**What you are asked to do:** Print nothing except the lines of the listing below from the line with "ericpgreen2, line 3: (Nice-to-have, but" to the line with "AdityaHegde: Good idea.", each exactly as written, both ends included.

**Listed entries:**
PR #4684, opened 2024-04-22
Rill Developer: Hide Sources & Models for ClickHouse & Druid

ericpgreen2:
- Sources & Models are not currently supported for ClickHouse- and Druid-backed projects
- This PR hides the Sources & Models options in the "Add [resource]" button when the application is started with either of these OLAP engines.

### DIFF
--- a/web-common/src/features/entity-management/AddAssetButton.svelte
+++ b/web-common/src/features/entity-management/AddAssetButton.svelte
@@ -21,6 +21,7 @@
   import { directoryState } from "../file-explorer/directory-store";
   import { handleEntityCreate } from "../file-explorer/new-files";
   import { addSourceModal } from "../sources/modal/add-source-visibility";
+  import { useIsModelingSupportedForCurrentOlapDriver } from "../tables/selectors";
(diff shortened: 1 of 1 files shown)


AdityaHegde (approved):

AndrewRTsao:
@ericpgreen2 Will this still be true now that Pinot is an available OLAP engine?

ericpgreen2:
> @ericpgreen2 Will this still be true now that Pinot is an available OLAP engine?

Oh, we currently have [this configuration](https://github.com/rilldata/rill/blob/release-0.44/web-common/src/features/tables/olap-config.ts#L1-L2) to determine whether the OLAP driver supports sources & models. I haven't heard – should we add Pinot to that list?

begelundmuller:
> Might be worth double checking with @nishantmonu51 or @begelundmuller but we just added [support for Pinot](https://github.com/rilldata/rill/pull/4534) as a new OLAP engine and I don't think we can support modeling there either.

Yeah it doesn't support modeling at the moment.

PR #4685, opened 2024-04-22
Refactor: Leaderboard Grid

briangregoryholmes:
This PR removes the use of the `VirtualizedGrid` component and instead relies on the `IntersectionObserver` API to lazy load Leaderboard queries.

This was done to reduce code complexity and align the implementation with the lazy loading approach that will  be taken with the time series charts.

Additionally, the loading state of the leaderboards has been changed the following:

Screenshot 2024-04-22 at 5 17 58 PM

This is not a requirement of the PR and is open to feedback, but it does solve two related issues:

1) The scrollbar no longer erratically resizes as data "beneath the fold" is fetched
2) For most leaderboards, the vertical height of the loading state now more closely matches the loaded state

This is somewhat of a stopgap UI improvement and loading states for the Leaderboards will be further refined once they're converted to HTML tables.


ericpgreen2 (approved):
I like it. The taller loading state also improves loading performance, especially for big Druid-backed dashboards. Currently when a dashboard is opened, we unnecessarily fire `toplist` queries for bottom-of-the-screen leaderboards that are ultimately pushed off-screen & unmounted when the data arrives for the top-of-the-screen leaderboards.

Issue #4686, opened 2024-04-22
When adding multiple unnest dimensions, dashboard hangs


cohenscottr:
**Describe the bug**
When setting unnest: true for multiple dimensions, the dashboard does not load.

Validated by trying each metric individually and dashboard succeeds. 

**To Reproduce**
1. Utilize the attached data
2. Auto create dash
3. Add fields for:

  - label: Req Model Api
    column: req_api
    description: ""
    unnest: true
  - label: Req Mimes
    column: req_mimes
    description: ""
    unnest: true
    
Dashboard crashes

[unnest_model_20240422164516.csv](https://github.com/rilldata/rill/files/15069500/unnest_model_20240422164516.csv)

PR #4690, opened 2024-04-23
Fix issues around unnest in dashboard

### LINKED ISSUE #4691: Fix: Having multiple unnest dimensions shows a blank screen in preview
Having multiple unnest dimensions shows a blank screen in preview, the metrics view schema query errors out.
Add this to a dashboard created from the AdBids.csv file source,
```
  - label: Domain Parts
    name: domain_parts
    expression: "string_split(domain, '.')"
    unnest: true
  - label: Domain Parts 2
    name: domain_parts_2
    expression: "string_split(domain, '.')"
    unnest: true
```
Error,
```
Binder Error: Duplicate alias "tbl" in query!
```

Another issue is that this error is not caught in validation. Validation code doesnt honour the unnest boolean.

AdityaHegde:
closes #4691 , #4686

- [x] Fix multiple dimensions having unnest breaking certain queries.
- [x] Update validation to check for unnest

### DIFF
--- a/runtime/drivers/olap.go
+++ b/runtime/drivers/olap.go
@@ -8,6 +8,7 @@ import (
 	"strings"
 	"time"
 
+	"github.com/google/uuid"
 	"github.com/jmoiron/sqlx"
 	runtimev1 "github.com/rilldata/rill/proto/gen/rill/runtime/v1"
 )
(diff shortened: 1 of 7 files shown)


runtime/drivers/olap.go
```diff
@@ -182,3 +183,36 @@ func (d Dialect) EscapeTable(db, schema, table string) string {
...
+	}
+
+	return sel, fmt.Sprintf(`, LATERAL UNNEST(%s) %s(%s)`, dim.Expression, unnestTableName, unnestColName)
+}
+
+func tempName(prefix string) string {
+	return prefix + strings.ReplaceAll(uuid.New().String(), "-", "")
+}
+
+func (d Dialect) MetricsViewDimensionExpression(dimension *runtimev1.MetricsViewSpec_DimensionV2) string {
```
begelundmuller, line 208: Is it correct to call this directly? Could seem like unnest is not handled in those places where it's used directly.

AdityaHegde: Good point. I just renamed it to export the method. Lemme take a look at its usages.

AdityaHegde: In all the cases it is used in expressions and not select so it wont be a problem. We can do a follow up to update one usage in the metrics view comparison query for druid as a follow up.

begelundmuller (approved):

PR #4694, opened 2024-04-23
File explorer add support for force deleting a non-empty directory

AdityaHegde:
- [x] Add a confirmation to force delete a non-empty directory
- [x] Deleting a folder for an active file should redirect to `/`


begelundmuller (approved):
Approving from backend perspective

web-common/src/features/file-explorer/ForceDeleteConfirmation.svelte
```diff
@@ -0,0 +1,28 @@
...
+
+  function handleClose() {
+    open = false;
+  }
+</script>
+
+<Dialog on:close={handleClose} {open}>
+  <div slot="title">
+    Folder is not empty. Are you sure you want to delete everything?
+  </div>
```
ericpgreen2, line 16: Can we change the title to: "Are you sure you want to delete everything?"

And add a `body` section: "This folder is not empty. All contained items will be deleted."

web-common/src/features/file-explorer/ForceDeleteConfirmation.svelte
```diff
@@ -0,0 +1,28 @@
+<script lang="ts">
+  import { Button } from "@rilldata/web-common/components/button";
+  import Dialog from "@rilldata/web-common/components/dialog/Dialog.svelte";
```
ericpgreen2, line 3: (Nice-to-have, but by no means a blocker): it looks like ShadCN-Svelte has a specific [Alert Dialog component](https://www.shadcn-svelte.com/docs/components/alert-dialog) for these use cases.

web-common/src/features/file-explorer/ForceDeleteConfirmation.svelte
ericpgreen2, line 1: Nit: mind including `Dialog` in the component name, e.g. `ForceDeleteConfirmationDialog.svelte`?

web-common/src/features/file-explorer/transform-file-list.ts
```diff
@@ -61,3 +62,12 @@ export function transformFileList(files: V1DirEntry[]): Directory {
 
   return rootDirectory;
 }
+
+export function findDirectory(root: Directory | undefined, filePath: string) {
```
ericpgreen2, line 66: I think it'd be simpler if this didn't accept an `undefined` root directory

web-common/src/features/file-explorer/utils.ts
```diff
@@ -0,0 +1,14 @@
...
+
+export function isCurrentActivePage(
+  filePath: string,
+  currentFile: string | undefined,
+  isDir: boolean,
+) {
+  filePath = removeLeadingSlash(filePath);
+  currentFile = removeLeadingSlash(currentFile ?? "");
+  return (
+    currentFile !== "" &&
```
ericpgreen2, line 11: Adding a guard clause at the top of the function could be better:
```
if (currentFile === undefined) return false
```

Further, I'd wonder if the function even needs to accept an `undefined` `currentFile`.

ericpgreen2 (changes requested):
I played around with it, and UXQA-wise:
1. I'm not able to delete a non-empty directory. JAM: https://jam.dev/c/089c392e-78d9-4144-9470-a3a93be0173f
2. I'm seeing this error in the console
image

web-common/src/features/file-explorer/ForceDeleteConfirmation.svelte
AdityaHegde: Good idea. Seems like it has some dependancy on button. Lets add it in a separate PR and move all alerts to use this.

web-common/src/features/file-explorer/utils.ts
AdityaHegde: `$page.params.file` could be undefined when user is on home. Moving that check here for now. Felt cleaner to deal with `$page` here itself.

AdityaHegde:
I couldnt reproduce the 1st problem. Did you restart the backend server after checking this code out?

ericpgreen2:
One UX issue:

When viewing a file and force deleting its directory, I see our current 404/error page. I'd expect to be re-directed to root. JAM: https://jam.dev/c/0d3b3c42-88c0-45be-878e-a209819d38d6

ericpgreen2 (approved):

PR #4695, opened 2024-04-23
Add support for Git hash as a valid deployment runtime version

kaspersjo:


admin/deployments.go
```diff
@@ -430,6 +434,25 @@ func (s *Service) NewDeploymentAnnotations(org *database.Organization, proj *dat
...
+func (s *Service) ValidateRuntimeVersion(ver string) error {
+	// Verify version is a valid SemVer, a full Git commit hash or 'latest'
+	if ver != "latest" {
+		_, err := version.NewVersion(ver)
+		if err != nil {
+			// Not a valid SemVer, try as a full commit hash
+			matched, err2 := regexp.MatchString(`\b([a-f0-9]{40})\b`, ver)
+			if err2 != nil {
+				return err2
+			}
```
begelundmuller, line 446: nit: can just reuse the `err` variable instead of declaring `err2`

begelundmuller (approved):

admin/deployments.go
kaspersjo: Updated

PR #4696, opened 2024-04-23
DuckDb HAVING clause with the same alias name

egor-ryashin:


proto/rill/runtime/v1/expression.proto
```diff
@@ -10,6 +10,7 @@ message Expression {
     google.protobuf.Value val = 2;
     Condition cond = 3;
   }
+  bool having = 4;
```
begelundmuller, line 13: This is an internal implementation detail, so should not leak into the API type. Can we move it to a separate `bool` passed internally alongside the expression instead?

begelundmuller (changes requested):

begelundmuller (commented):
LGTM

begelundmuller (approved):

PR #4697, opened 2024-04-23
Backend number formatter

esevastyanov:
The code is based on the logic implemented on the frontend
Type and file names are kept mostly the same for consistency and ease of updating


runtime/pkg/formatter/count_digits.go
```diff
@@ -0,0 +1,15 @@
...
+func countDigits(numStr string) int {
+	re := regexp.MustCompile(`\D`)
+	return len(re.ReplaceAllString(numStr, ""))
+}
+
+// countNonZeroDigits counts all non-zero numeric digits in a string.
+func countNonZeroDigits(numStr string) int {
+	re := regexp.MustCompile(`[^1-9]`)
+	return len(re.ReplaceAllString(numStr, ""))
+}
```
begelundmuller, line 15: If you move the `MustCompile` results into globals, it will only need to compile the regex strings once instead of on every invocation

runtime/pkg/formatter/format_measure_value.go
```diff
@@ -0,0 +1,86 @@
...
+	formatter
+	logger *zap.Logger
+}
+
+func (f *MeasureValueFormatter) Format(value any) string {
+	str, err := f.stringFormat(value)
+	if err == nil {
+		return str
+	}
+	f.logger.Warn("failed to format value, returning non-formatted value", zap.Any("value", value), zap.Error(err))
```
begelundmuller, line 25: We should avoid logging from this util library. Better to return an error and then log the error in the caller if desired.

runtime/pkg/formatter/format_measure_value.go
```diff
@@ -0,0 +1,86 @@
...
+	return &MeasureValueFormatter{f, logger}, nil
+}
+
+func NewMeasureValuePresetFormatter(preset string, useUnabridged bool, logger *zap.Logger) (*MeasureValueFormatter, error) {
+	f, err := presetFormatter(preset, useUnabridged)
+	if err != nil {
+		return nil, err
+	}
+	return &MeasureValueFormatter{f, logger}, nil
+}
```
begelundmuller, line 60: Can we decouple this package from the API types and just focus on the format options? For example, having something like `NewFormatter(opts)` or `NewPresetFormatter(preset, unabridged)` and `NewD3Formatter(format)`?

runtime/pkg/formatter/format_with_order_of_magnitude.go
```diff
@@ -0,0 +1,129 @@
...
+	// Set to true to pad with insignificant zeros.
+	// Integers will be padded with zeros if this is set.
+	padInsignificantZeros bool,
+	// Set to `true` to leave a trailing "." in the case
+	// of non-integers formatted to e0 with 0 fraction digits.
+	// Even if this is `true` integers WILL NOT be formatted with a trailing "."
+	trailingDot bool,
+	// strip commas from output?
+	stripCommas bool,
+) numberParts {
```
begelundmuller, line 54: Use an options type here, e.g. `struct formatNumWithOrderOfMagOptions`. If you need to line break a function definition, it's a good time to switch to an options type :)

runtime/pkg/formatter/intervals.go
```diff
@@ -0,0 +1,219 @@
...
+ *
+ * The strategy is to:
+ * - show two digits of precision
+ * - prefer to show two integer digits in a smaller unit
+ * - if that is not possible, show a floating point number in a larger unit with one digit of precision (e.g. 1.2 days)
+ *
+ * see https://www.notion.so/rilldata/Support-display-of-intervals-and-formatting-of-intervals-e-g-25-days-in-dashboardsal-data-t-8720522eded648f58f35421ebc28ee2f
+ */
+
+func formatMsInterval(ms float64) string {
```
begelundmuller, line 54: Use the usual Go-style comments (`//` on each line). And avoid an empty line before the function definition (it decouples the docstring so the editor hints disappear). Applies a few places.

begelundmuller (changes requested):

begelundmuller (approved):
LGTM

PR #4704, opened 2024-04-24
Fix label for dimensions in pivot

djbarnwal:
For dimension label in pivot where name and column are different.

Fixes https://github.com/rilldata/rill-private-issues/issues/248


ericpgreen2 (approved):
It looks like this fixed the issue in the pivot table body. Though, when coming from TDD, I'm seeing the measure & dimension pills are using the `name` not the `label`. Approving for you to merge when you like.

image

PR #4708, opened 2024-04-24
Add ignore_paths support in rill.yaml

AdityaHegde:
We want to allow users to ignore certain paths through rill.yaml. A new config `ignore_paths` will be added.

- [x] Initial instantiation of repo should include `ignore_paths`.
- [x] Add support for `ignore_paths` in file driver.
- [x] Add support for `ignore_paths` in admin driver.


runtime/compilers/rillv1/init.go
```diff
@@ -18,7 +18,8 @@ func IsInit(ctx context.Context, repo drivers.RepoStore, instanceID string) bool
 func InitEmpty(ctx context.Context, repo drivers.RepoStore, instanceID, title string) error {
 	mockUsersInfo := "# These are example mock users to test your security policies.\n# For more information, see the documentation: https://docs.rilldata.com/manage/security"
 	mockUsers := "mock_users:\n- email: john@yourcompany.com\n- email: jane@partnercompany.com"
-	rillYAML := fmt.Sprintf("compiler: %s\n\ntitle: %q\n\n%s\n\n%s", Version, title, mockUsersInfo, mockUsers)
+	ignoredPaths := "ignored_paths:\n- /.idea\n- /.vscode" // TODO: get a list from product
+	rillYAML := fmt.Sprintf("compiler: %s\n\ntitle: %q\n\n%s\n\n%s\n\n%s", Version, title, mockUsersInfo, mockUsers, ignoredPaths)
```
begelundmuller, line 22: What do you think about not adding it by default to avoid clutter? And just describing it in the docs. (Assuming our defaults are good enough for most people.)

runtime/drivers/repo.go
```diff
@@ -46,3 +47,31 @@ type DirEntry struct {
 	Path  string
 	IsDir bool
 }
+
+// ignoredPaths is a list of paths that are ignored by the parser.
+var ignoredPaths = []string{
+	"/tmp",
+	"/.git",
+	"/node_modules",
+}
```
begelundmuller, line 56: Let's also add `.DS_Store`.

Can you think of others that would be nice?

**Worked solution:**
ericpgreen2, line 3: (Nice-to-have, but by no means a blocker): it looks like ShadCN-Svelte has a specific [Alert Dialog component](https://www.shadcn-svelte.com/docs/components/alert-dialog) for these use cases.

web-common/src/features/file-explorer/ForceDeleteConfirmation.svelte
ericpgreen2, line 1: Nit: mind including `Dialog` in the component name, e.g. `ForceDeleteConfirmationDialog.svelte`?

web-common/src/features/file-explorer/transform-file-list.ts
```diff
@@ -61,3 +62,12 @@ export function transformFileList(files: V1DirEntry[]): Directory {
 
   return rootDirectory;
 }
+
+export function findDirectory(root: Directory | undefined, filePath: string) {
```
ericpgreen2, line 66: I think it'd be simpler if this didn't accept an `undefined` root directory

web-common/src/features/file-explorer/utils.ts
```diff
@@ -0,0 +1,14 @@
...
+
+export function isCurrentActivePage(
+  filePath: string,
+  currentFile: string | undefined,
+  isDir: boolean,
+) {
+  filePath = removeLeadingSlash(filePath);
+  currentFile = removeLeadingSlash(currentFile ?? "");
+  return (
+    currentFile !== "" &&
```
ericpgreen2, line 11: Adding a guard clause at the top of the function could be better:
```
if (currentFile === undefined) return false
```

Further, I'd wonder if the function even needs to accept an `undefined` `currentFile`.

ericpgreen2 (changes requested):
I played around with it, and UXQA-wise:
1. I'm not able to delete a non-empty directory. JAM: https://jam.dev/c/089c392e-78d9-4144-9470-a3a93be0173f
2. I'm seeing this error in the console
image

web-common/src/features/file-explorer/ForceDeleteConfirmation.svelte
AdityaHegde: Good idea. Seems like it has some dependancy on button. Lets add it in a separate PR and move all alerts to use this.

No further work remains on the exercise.